AI/ML-based interoperable anomaly detection in advanced manufacturing using MTconnect-derived multi-machine data
摘要
Early detection of abnormal process behavior is critical in smart manufacturing, as it contributes to reduced downtime, improved process reliability, and prevention of quality-related losses. However, many anomaly-detection studies in manufacturing still rely on isolated sensor datasets or single-machine setups, limiting their extensibility across different machines and production environments. This leaves a gap in leveraging standardized MTConnect-derived data for anomaly detection in a more interoperable multi-machine setting. To address this gap, this study develops an AI/ML-based anomaly-detection framework using MTConnect-derived data from multiple milling machine groups. Anomaly labels are assigned at the experiment level using documented run remarks, and statistical features are extracted from machine, spindle, load, vibration, energy, and runtime variables. The study first examines a single-machine baseline and then expands to a combined dataset built from two feature-compatible machine groups, imi_vm20i and imi_vmx30ui. Logistic Regression, Random Forest, and XGBoost are used for anomaly classification.
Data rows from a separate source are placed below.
PR #276, opened 2023-04-30
Add emails notifications for bid/auction/offer/trades

antho1404:
### Description

Add the list of all emails in the platform to be connected with webhook.
Thanks to this, emails can now be fully customized by the client in terms of text, flow, or design.
A few tools can be used now to create beautiful emails like:
- https://react.email/
- https://mjml.io/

In 5-fold stratified cross-validation on the combined dataset, Random Forest achieved the highest mean accuracy (0.9455 ± 0.0727), Logistic Regression achieved the highest recall (0.9000 ± 0.2000) and F1-score (0.8000 ± 0.2667), and XGBoost achieved the highest ROC-AUC (0.9222 ± 0.1556). Feature-importance analysis showed that vibration-related variables were the most influential in the full model, while an ablation study showed that Power/Energy/Runtime features performed best as a standalone group. A separate robustness experiment on the structurally different tmf_vf10 machine group showed a clear drop in performance, highlighting the importance of feature compatibility for interoperable anomaly detection. Overall, the results show that MTConnect-derived data can support anomaly detection across compatible machine groups, while also revealing the limits of transferability when machine-data structure changes.